Equity to acquire banks in four African countries in $105m deal

Equity Bank Kenyatta Avenue branch. The lender has entered into a preliminary agreement to acquire banks in four African countries in $105m deal. PHOTO | DIANA NGILA | NMG

What you need to know:

  • The proposed share swap deal with Atlas Mara Limited (ATMA) puts back on track Equity’s ambitious pan-Africa expansion strategy.
  • Besides Kenya, Equity already operate in five other markets namely Uganda, Tanzania, Rwanda, South Sudan and DRC.
  • Uganda is the only market where Equity started operations from scratch, having entered the rest of the markets through acquisitions.

Equity Group Holdings has entered into a preliminary agreement to buy out banking units in Zambia, Mozambique, Tanzania and Rwanda that are owned by a London Stock Exchange-listed firm.

The proposed share swap deal with Atlas Mara Limited (ATMA), whose value is estimated at Ksh10.7 billion ($105.71 million), puts back on track Equity’s ambitious pan-Africa expansion strategy, which it had put on hold in 2016.

Group chief executive James Mwangi said on Tuesday the advanced talks will see Equity buy out ATMA-owned African Banking Corporation’s (ABC) operations in Tanzania, Zambia, Mozambique as well as a majority stake in Banque Populaire du Rwanda (BPR).

The binding deal is subject to ironing out final details with ATMA as well as obtaining various approvals, including those from regulators and shareholders.

Mr Mwangi said ATMA will, on successful completion of the agreement, be allotted a 6.27 per cent stake, or 252,482,300 shares in Equity in a share swap whose value has been put at Ksh10.7 billion ($105.71 million).

The bank’s board, Mr Mwangi said, has cleared has allowed the management to enter into a binding term sheet with ATMA “subject to completion of confirmatory due diligence, the entering of detailed transaction agreements and obtaining regulatory and shareholder approvals agreed through a share swap to exchange certain banking assets of ATMA in four countries for shares in EGH”.

“The actual aggregate consideration ultimately payable will be that set out in the detailed transaction agreements negotiated following completion of the confirmatory due diligence and may be subject to adjustment (both positive and negative),” Equity said in the statement.

This will be “based on the performance of the target companies through consummation of the transactions and the net asset value of the banks at the time of closing relative to the net asset value they reported as at December 31, 2018”.

“Further, actual aggregate consideration could include a conditional deferred amount,” the bank added.

Zambia and Mozambique

Successful execution of the deal will see Equity enter Zambia and Mozambique by acquiring ATMA’s 100 percent shareholding in ABCZam and ABCMoz, respectively.

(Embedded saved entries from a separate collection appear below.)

PR #1517, opened 2023-07-31
Refactor environment settings, names, and documentation

Darwinkel:
Draft to check docs pipeline.

## Changes

### Issue link

Closes ...

### Proof
_Please add some proof of your working change here, unless this is not required (e.g. this PR is trivial)._

---

### Code Checklist

### Communication

---

---
## Checklist for QA:


.env-defaults
```diff
@@ -0,0 +1,32 @@
+# Container entrypoints will run database migrations if set to "true"
+DATABASE_MIGRATION=true
+
+# SECURITY WARNING: don't run with debug turned on in production!
+DEBUG=True
+
+# SECURITY WARNING: enable two factor authentication in production!
+TWOFACTOR_ENABLED=False
+
+# --- OpenTracing --- #
```
praseodym, line 10: OpenTelemetry, not OpenTracing (its precursor)

bytes/bytes/config.py
```diff
@@ -2,41 +2,83 @@
...
-
-    span_export_grpc_endpoint: Optional[str]
-    bytes_metrics_ttl_seconds: int = 300
+    secret: str = Field(..., description="Secret key used for generating Bytes' API JWT")
+    username: str = Field(..., description="Username used for generating Bytes' API JWT")
+    password: str = Field(..., description="Password used for generating Bytes' API JWT")
+    queue_uri: AmqpDsn = Field("amqp://", description="KAT queue URI", env="QUEUE_URI")
+    log_cfg: Path = Field(BASE_DIR / "dev.logging.conf", description="Path to the logging configuration file")
+
+    db_uri: PostgresDsn = Field("postgresql://xx:xx@host:5432/bytes", description="Bytes Postgres DB URI")
```
praseodym, line 19: Why would we set invalid defaults for a field? Wouldn't it be better to get an error that the configuration field is not set, rather than an error that the database connection failed because of some invalid default?

pyproject.toml
```diff
@@ -105,6 +105,8 @@ sphinx = "6.1.3"
 sphinx_rtd_theme = "1.2.2"
 sphinxcontrib-mermaid = "0.8.1"
 myst-parser = "2.0.0"
+settings-doc = "2.0.0"
+colorama = "0.4.6" # Required on all platforms, not just win32
```
praseodym, line 109: Why is it required on all platforms? The [Colorama PyPI page](https://pypi.org/project/colorama/) clearly says "Makes ANSI escape character sequences (for producing colored terminal text and cursor positioning) work under MS Windows.".

bytes/bytes/config.py
Darwinkel: Fair point. Maybe a middle ground would be to have empty but required defaults, and provide an example? 

E.g. `db_uri: PostgresDsn = Field(..., description="Bytes Postgres DB URI", example="postgresql://xx:xx@host:5432/bytes")`

.env-defaults
Darwinkel: Fixed!

bytes/bytes/config.py
Darwinkel: I've changed it. Let me know what you think :)

pyproject.toml
underdarknl: We could upstream an issue to them, but im guessing that dependency management does not have the correct handles to make this work based on OS.

ammar92 (commented):
I have no more remarks! We just need to fix the unit tests, but it shouldn't be too hard.

pyproject.toml
praseodym: Python dependency management can certainly do this, `colorama` is currently only required on win32:
https://github.com/minvws/nl-kat-coordination/blob/3da1c9aa97fb84e710cd74b89e6225727cb30637/requirements.txt#L86-L88

If the `typer` package would specify its dependencies like this I think it'd work fine.

Darwinkel:
Tested:

- dnssec, manyportsopen, and dns-records boefjes (these directly use config settings)
- Enabling/disabling opentelemetry
- Regular PR QA flow
- Question -> Config -> Findings 
- WPScan boefje

Not tested:

- Debian packages
- Katalogus encryption
- Timestamping service

pyproject.toml
dekkers: Click and sphinx only depend on colorama on win32, but typer depends on colorama on all platforms. So I think there are two issues here that we should report upstream:
- Typer should only depend on colorama on win32
- Poetry should not add the sys_platform to the colorama dependency in requirements.txt because types doesn't limited its dependency to win32.

Makefile
```diff
@@ -12,6 +12,15 @@ UNAME := $(shell uname)
 export DOCKER_BUILDKIT=1
 export COMPOSE_DOCKER_CLI_BUILD=1
 
+define build-settings-doc
+	PYTHONPATH=./$(1) settings-doc generate \
+	-f markdown -m $(2) \
+	-u docs/source/technical_design/environment_settings/$(3).md \
+	--heading-offset 1 \
+	--between "<!-- generated env. vars. start -->" "<!-- generated env. vars. end -->"
+endef
```
dekkers, line 21: I don't really like that settings-doc updates files that are in git and you have to run `git restore` after running `make docs` and make sure you don't accidently commit those files when working on documentation.

I would prefer to have some like `boefje.md.in` in git that is used to generate a `boefje.md` that is .gitignore.

boefjes/boefjes/config.py
```diff
@@ -2,43 +2,58 @@
...
 
 
 class RuntimeConfiguration(Enum):
     LOCAL = "local"
 
 
 class Settings(BaseSettings):
-    base_dir: Path = Path(__file__).parent.resolve()
-    log_cfg: Path = Path(__file__).parent / "logging.json"
+    base_dir: Path = Field(Path(__file__).parent.resolve())
```
dekkers, line 13: base_dir is not really a setting. It also only used in the tests, so we should use a normal variable for that.

docs/source/technical_design/environment_settings/index.rst
```diff
@@ -0,0 +1,15 @@
...
+.. toctree::
+   :maxdepth: 2
+   :caption: Contents
+
+   rocky
+   mula
+   octopoes
+   bytes
+   boefjes
+   keiko
```
dekkers, line 15: Can we sort this alphabetically?

boefjes/boefjes/config.py
```diff
@@ -2,43 +2,58 @@
...
+    log_cfg: Path = Field(Path(__file__).parent / "logging.json", description="Path to the logging configuration file")
```
dekkers, line 14: This will list the build directory of the documentation as default value which isn't really nice. There are also other places where the default value isn't even correct, such as when it is `set()` or with enums. Is there a way to override the default value in the documentation?

dekkers (changes requested):
I think we should provide backwards compatibility for the old names. We should either keep them permanently or for one or two versions and add warnings when the old names are used.

Unfortunately pydantic settings doesn't have built-in support for that, but we can do it ourself in the following way:

```python
import os

from typing import Any, Dict, Tuple
from pydantic import BaseSettings, PostgresDsn
from pydantic.env_settings import SettingsSourceCallable


class BackwardsCompatibleEnvSettings:
    backwards_compatibility_mapping = {
        'OLD_DATABASE_DSN': 'NEW_DATABASE_DSN',
    }

    def __call__(self, settings: BaseSettings) -> Dict[str, Any]:
        d: Dict[str, Any] = {}
        env_vars = {k.lower(): v for k, v in os.environ.items()}

        for old_name, new_name in self.backwards_compatibility_mapping.items():
            old_name, new_name = old_name.lower(), new_name.lower()

            if old_name in env_vars:
                d[new_name] = env_vars[old_name]

        return d


class Settings(BaseSettings):
    new_database_dsn: PostgresDsn

    class Config:
        @classmethod
        def customise_sources(
            cls,
            init_settings: SettingsSourceCallable,
            env_settings: SettingsSourceCallable,
            file_secret_settings: SettingsSourceCallable,
        ) -> Tuple[SettingsSourceCallable, ...]:
            backwards_compatible_settings = BackwardsCompatibleEnvSettings()
            return env_settings, init_settings, file_secret_settings, backwards_compatible_settings
```

boefjes/boefjes/config.py
```diff
@@ -2,43 +2,58 @@
...
-    bytes_api: AnyHttpUrl = "http://localhost:8002"
-    bytes_username: str = "test"
-    bytes_password: str = "secret"
-
-    span_export_grpc_endpoint: Optional[str] = None
-
-    remote_ns: str = "1.1.1.1"
-
-
-settings = Settings()
```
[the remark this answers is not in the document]
Darwinkel: 100% agree that this is a mediocre solution. The problem is that `settings-doc` attempts to load the module `config.py`, which results in a pydantic validation error given that `Settings()` is run. The only workaround that I can think of for this would be to explicitly provide some required environment variables when running `make docs`. But that's also not a clean solution. 

I haven't been able to find a way to cleanly inject environment variables, or how we can add an if statement to not load `Settings()` if run through `settings-doc`. Do you have any ideas for a solution? Now that I'm writing this, it occurs to me that an alright-ish middle ground could be to manually check (outside of Pydantic) if `CI=1` is set.

boefjes/boefjes/config.py
```diff
@@ -2,43 +2,58 @@
...
+    runtime: RuntimeConfiguration = Field(
+        RuntimeConfiguration.LOCAL, description="Type of runtime to use", possible_values=["local"]
+    )
```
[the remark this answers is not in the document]
Darwinkel: I've kept it in with future support for alternate Boefje runtimes in mind. We could remove the setting for now and add it when the design for the containerized runtime is ready, I guess.

.github/workflows/boefjes_tests.yml
```diff
@@ -47,3 +47,13 @@ jobs:
...
+        env:
+          KATALOGUS_DB_URI: "postgresql://placeholder@host:5432/katalogus"
+          QUEUE_URI: "amqp://placeholder"
+          XTDB_URI: "http://placeholder:3000"
+          KATALOGUS_API: "http://placeholder:8000"
+          OCTOPOES_API: "http://placeholder:8001"
+          SCHEDULER_API: "http://placeholder:8002"
+          BYTES_API: "http://placeholder:8003"
+          BYTES_USERNAME: "placeholder"
+          BYTES_PASSWORD: "placeholder"
```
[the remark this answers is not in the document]
Darwinkel: I'll look into it.

docs/source/technical_design/environment_settings/rocky.md
```diff
@@ -0,0 +1,10 @@
+# Rocky
+
+Note that Rocky does not support auto-generated environment documentation.
```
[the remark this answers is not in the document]
Darwinkel: Looks like a great option for a follow-up PR :)

Makefile
Darwinkel: I'll look into it

boefjes/boefjes/config.py
Darwinkel: I'll look into refactoring it for all modules.

boefjes/boefjes/config.py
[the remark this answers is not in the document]
Darwinkel: I fixed it!

Makefile
Darwinkel: @dekkers I've rewritten the `make docs` command such that it generates files from scratch through jinja templates. What do you think?

boefjes/boefjes/config.py
Darwinkel: I've changed it such that the BASE_DIR is fixed when compiling documentation. As for the other variables: I don't think there's a good way to do this except for either modifying the jinja template or manually specifying an if-statement alternative for DOCS=1. We could do either, but given that it's not critical I'd suggest moving this to future work.

Darwinkel:
@dekkers @ammar92 I'd like to merge this PR and do the pending improvements in this follow-up: https://github.com/minvws/nl-kat-coordination/issues/1580

ammar92 (dismissed):

dekkers:
> > @dekkers @ammar92 I'd like to merge this PR and do the pending improvements in this follow-up: #1580
> 
> I want to see the backwards compatibility implemented before merging the PR. I don't think it is a lot of effort to add the mapping of old names to new names to the the snippet I provided compared to how much trouble it will cause for all our users if we don't implement backwards compatibility.

To better explain why I think we should keep backwards compatibility:
- From personal experience doing ops for the last 20 years, projects that break their configuration by renaming things without providing backwards compatibility just cause a lot of work/problems which could have easily be prevented by simple backwards compatibility. On the other hand there are also projects where the old names still work for years because providing this kind of backwards compatibility isn't hard.
- The lack of forward compatibility also means you need to change configuration and upgrade at the same time. In case you have multiple environment that share configuration (e.g. develop, test and production) there is also not really a good/easy way to put this in your configuration management system. If you upgrade develop, it won't work with the old configuration, while your test/production won't work with the new one. This means you have to duplicate all the renamed variables and then later on spend more time removing the old ones.
- Based on the snippet I provided the only work that is left to do is defining the mapping of old to new variable names and putting it in the code. This shouldn't really be a lot of effort compared to the difficulties all our users will have when we don't provide backwards compatibility.

Darwinkel:
I've implemented and tested backwards compatibility for some of the more important variables:

image

boefjes/boefjes/config.py
```diff
@@ -1,44 +1,94 @@
...
 
-    katalogus_db_uri: PostgresDsn = "postgresql://xx:xx@host:5432/katalogus"
+        for old_name, new_name in self.backwards_compatibility_mapping.items():
+            old_name, new_name = old_name.lower(), new_name.lower()
 
-    scheduler_api: AnyHttpUrl = "http://localhost:8004"
+            # New variable not explicitly set through env,
+            # ...but old variable has been explicitly set through env
+            if new_name not in env_vars and old_name in env_vars:
+                logging.warning("Deprecation: %s is not valid, use %s instead", old_name.upper(), new_name.upper())
```
dekkers, line 32: Small nitpick, that isn't a blocker for merging: I would say "is deprecrated" instead of "is not valid", because it will still be valid as long was we keep the backwards compatibility.

Darwinkel:
Now reflects JP's updated scheduler documentation.

mula/.ci/.env.test
```diff
@@ -5,13 +5,13 @@ POSTGRES_DB=scheduler
 SCHEDULER_API_HOST="0.0.0.0"
 SCHEDULER_API_PORT="8000"
 SCHEDULER_PQ_MAXSIZE=0
-SCHEDULER_PQ_INTERVAL=60
-SCHEDULER_PQ_GRACE=1
-SCHEDULER_RABBITMQ_DSN=amqp://guest:guest@ci_rabbitmq:5672/%2fkat
+SCHEDULER_PQ_POPULATE_INTERVAL=60
+SCHEDULER_PQ_POPULATE_GRACE_PERIOD=1
+QUEUE_URI=amqp://guest:guest@ci_rabbitmq:5672/%2fkat
```
jpbruinsslot, line 10: might be a bit confusing naming this `QUEUE_URI` since it mainly directs to the rabbitmq host 'messaging queue' from which the scheduler pulls messages from. It could be misinterpreted that this might be the queue of the scheduler itself.

jpbruinsslot (approved):

dekkers (approved):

Kenya’s largest lender by deposit accounts will also expand its wings in Tanzania by buying out ABCTz, while in Rwanda, it will take over a 62 percent stake in BPR currently controlled by ATMA with plans to buy out the rest of shareholders in future.

Besides Kenya, Equity already operate in five other markets Uganda, Tanzania, Rwanda, South Sudan and Democratic Republic of Congo.

Uganda is the only market where Equity started operations from scratch, having entered the rest of the markets through acquisitions.

The lender, publicly traded on the Nairobi Securities Exchange, had in March 2015 outlined an ambitious expansion strategy targeting countries outside six-nation East African Community in a plan whose cost was then estimated at Ksh200 billion ($2 billion).

Besides DRC, Zambia and Mozambique, the expansion strategy had also targeted Malawi, Zimbabwe, Nigeria, Ghana and Cameroon.

The lender, however, suspended the planned regional expansion plan a year later in March 2016, choosing to consolidate its operations in existing markets.